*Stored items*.
○ ○ ○ ○

Issue #2040, opened 2024-07-17
[BUG] Compilation error after execution of updateKeywords


ssteinhauser:
The execution of the `updateKeywords` task adds the following tokens to `RelObjectNameWithoutValue`:

https://github.com/JSQLParser/JSqlParser/blob/411a3da9facf20634c619eb6ffb5626ea57ce7d1/src/main/jjtree/net/sf/jsqlparser/parser/JSqlParserCC.jjt#L529-L551

This causes the javacc-jjtree goal to fail:

```
Error: Line 1962, Column 313: String token "BISTRING" has been defined as a private regular expression.
Error: Line 1962, Column 1163: String token "ENUM" has been defined as a private regular expression.
Error: Line 1962, Column 1500: String token "HUGEINT" has been defined as a private regular expression.
Error: Line 1962, Column 1815: String token "MAP" has been defined as a private regular expression.
Error: Line 1962, Column 3401: String token "TIMETZ" has been defined as a private regular expression.
Error: Line 1962, Column 3527: String token "UBIGINT" has been defined as a private regular expression.
Error: Line 1962, Column 3542: String token "UHUGEINT" has been defined as a private regular expression.
Error: Line 1962, Column 3558: String token "UINTEGER" has been defined as a private regular expression.
Error: Line 1962, Column 3672: String token "USMALLINT" has been defined as a private regular expression.
Error: Line 1962, Column 3689: String token "UTINYINT" has been defined as a private regular expression.
Error: Line 1962, Column 3705: String token "UUID" has been defined as a private regular expression.
```

manticore-projects:
Thank you for reporting, I actually broke it myself when introducing complex compound Data Type tokens.
I will definitely fix it, but this will take a couple of days since I am in transit right now. Sorry for any inconvenience.

Issue #2041, opened 2024-07-17
[BUG] REGEXP_REPLACE as LikeExpression


ssteinhauser:
I am about to implement the Exasol syntax. For this I'd like to implement REGEXP_LIKE as LikeExpression (see https://docs.exasol.com/db/latest/sql_references/predicates/not_regexp_like.htm). Since it is also allowed to be a function in Oracle (as already implemented), it needs to be added to the whitelisted keywords.
Unfortunately, the following condition prevents it from being added to `RelObjectNameWithoutValue` since REGEXP_LIKE contains an underscore which is not allwed here:
`tokenValue.matches("[A-Za-z]+")`

https://github.com/JSQLParser/JSqlParser/blob/11cebcfd122094402548cc8d5b53a063134284f5/src/main/java/net/sf/jsqlparser/parser/ParserKeywordsUtils.java#L235

What was the reason for adding this condition and how can or should I proceed to support REGEXP_LIKE as LikeExpression?

manticore-projects:
Greetings!

Thank you for your interest and contribution.
In genera this syntax is supported already and the following works:

```sql
SELECT 'My mail address is my_mail@exasol.com'
       RLIKE '(?i).*[a-z0-9._%+-]+@[a-z0-9.-]+\.[a-z]{2,4}.*'
       AS contains_email;
```

Now we only need to register REGEXP_LIKE as an Like Operator (like we did for `RLIKE` yet).
So my advise is: follow the `RLIKE` implementation and also take reference to the `EXTRACT` production (which also can be a normal function as well as a special function). Something like this will work for the `REGEXP_LIKE` operator too.

I will be able to help you on this by next week only since I am somewhere between Jakarta and Lagos right now. Cheers.

ssteinhauser:
This was also my first intension to implement it similar to RLIKE, so I've added a new token `<K_REGEXP_LIKE: "REGEXP_LIKE">` and added it as an option to `LikeExpression` as well as to the Java implementation.

But the problem is, that the `updateKeywords` task won't whitelist the `REGEXP_LIKE` token (unlike `EXTRACT`), because it contains an Underscore. The condition `tokenValue.matches("[A-Za-z]+")` in the following line prevents it from being whitelisted for function names:
https://github.com/JSQLParser/JSqlParser/blob/11cebcfd122094402548cc8d5b53a063134284f5/src/main/java/net/sf/jsqlparser/parser/ParserKeywordsUtils.java#L235

[...]

PR #2044, opened 2024-07-19
Avoid private tokens to be white listed and allow any word character in token value

ssteinhauser:
The idea of this PR is to parse and iterate over each token definition and don't whitelist anything which is defined within a private token.
Furthermore, this PR allows any token containing word character as token value to be whitelisted.

Closes JSQLParser/JSqlParser#2040, JSQLParser/JSqlParser#2041


manticore-projects:
Thank you for your interest, work and effort! I really appreciate you solving this especially when I did not find the time yet to look into it.

manticore-projects:
Please help to fix the code formatting exceptions, Run './gradlew :spotlessApply' to fix these violations.
Thank you!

○ ○ ○ ○

*TRY IT*. Every entry in the data should be returned exactly.

*EXERCISE SOLUTION*.
Issue #2040, opened 2024-07-17
[BUG] Compilation error after execution of updateKeywords


ssteinhauser:
The execution of the `updateKeywords` task adds the following tokens to `RelObjectNameWithoutValue`:

https://github.com/JSQLParser/JSqlParser/blob/411a3da9facf20634c619eb6ffb5626ea57ce7d1/src/main/jjtree/net/sf/jsqlparser/parser/JSqlParserCC.jjt#L529-L551

This causes the javacc-jjtree goal to fail:

```
Error: Line 1962, Column 313: String token "BISTRING" has been defined as a private regular expression.
Error: Line 1962, Column 1163: String token "ENUM" has been defined as a private regular expression.
Error: Line 1962, Column 1500: String token "HUGEINT" has been defined as a private regular expression.
Error: Line 1962, Column 1815: String token "MAP" has been defined as a private regular expression.
Error: Line 1962, Column 3401: String token "TIMETZ" has been defined as a private regular expression.
Error: Line 1962, Column 3527: String token "UBIGINT" has been defined as a private regular expression.
Error: Line 1962, Column 3542: String token "UHUGEINT" has been defined as a private regular expression.
Error: Line 1962, Column 3558: String token "UINTEGER" has been defined as a private regular expression.
Error: Line 1962, Column 3672: String token "USMALLINT" has been defined as a private regular expression.
Error: Line 1962, Column 3689: String token "UTINYINT" has been defined as a private regular expression.
Error: Line 1962, Column 3705: String token "UUID" has been defined as a private regular expression.
```

manticore-projects:
Thank you for reporting, I actually broke it myself when introducing complex compound Data Type tokens.
I will definitely fix it, but this will take a couple of days since I am in transit right now. Sorry for any inconvenience.

Issue #2041, opened 2024-07-17
[BUG] REGEXP_REPLACE as LikeExpression


ssteinhauser:
I am about to implement the Exasol syntax. For this I'd like to implement REGEXP_LIKE as LikeExpression (see https://docs.exasol.com/db/latest/sql_references/predicates/not_regexp_like.htm). Since it is also allowed to be a function in Oracle (as already implemented), it needs to be added to the whitelisted keywords.
Unfortunately, the following condition prevents it from being added to `RelObjectNameWithoutValue` since REGEXP_LIKE contains an underscore which is not allwed here:
`tokenValue.matches("[A-Za-z]+")`

https://github.com/JSQLParser/JSqlParser/blob/11cebcfd122094402548cc8d5b53a063134284f5/src/main/java/net/sf/jsqlparser/parser/ParserKeywordsUtils.java#L235

What was the reason for adding this condition and how can or should I proceed to support REGEXP_LIKE as LikeExpression?

manticore-projects:
Greetings!

Thank you for your interest and contribution.
In genera this syntax is supported already and the following works:

```sql
SELECT 'My mail address is my_mail@exasol.com'
       RLIKE '(?i).*[a-z0-9._%+-]+@[a-z0-9.-]+\.[a-z]{2,4}.*'
       AS contains_email;
```

Now we only need to register REGEXP_LIKE as an Like Operator (like we did for `RLIKE` yet).
So my advise is: follow the `RLIKE` implementation and also take reference to the `EXTRACT` production (which also can be a normal function as well as a special function). Something like this will work for the `REGEXP_LIKE` operator too.

I will be able to help you on this by next week only since I am somewhere between Jakarta and Lagos right now. Cheers.

ssteinhauser:
This was also my first intension to implement it similar to RLIKE, so I've added a new token `<K_REGEXP_LIKE: "REGEXP_LIKE">` and added it as an option to `LikeExpression` as well as to the Java implementation.

But the problem is, that the `updateKeywords` task won't whitelist the `REGEXP_LIKE` token (unlike `EXTRACT`), because it contains an Underscore. The condition `tokenValue.matches("[A-Za-z]+")` in the following line prevents it from being whitelisted for function names:
https://github.com/JSQLParser/JSqlParser/blob/11cebcfd122094402548cc8d5b53a063134284f5/src/main/java/net/sf/jsqlparser/parser/ParserKeywordsUtils.java#L235

[...]

PR #2044, opened 2024-07-19
Avoid private tokens to be white listed and allow any word character in token value

ssteinhauser:
The idea of this PR is to parse and iterate over each token definition and don't whitelist anything which is defined within a private token.
Furthermore, this PR allows any token containing word character as token value to be whitelisted.

Closes JSQLParser/JSqlParser#2040, JSQLParser/JSqlParser#2041


manticore-projects:
Thank you for your interest, work and effort! I really appreciate you solving this especially when I did not find the time yet to look into it.

manticore-projects:
Please help to fix the code formatting exceptions, Run './gradlew :spotlessApply' to fix these violations.
Thank you!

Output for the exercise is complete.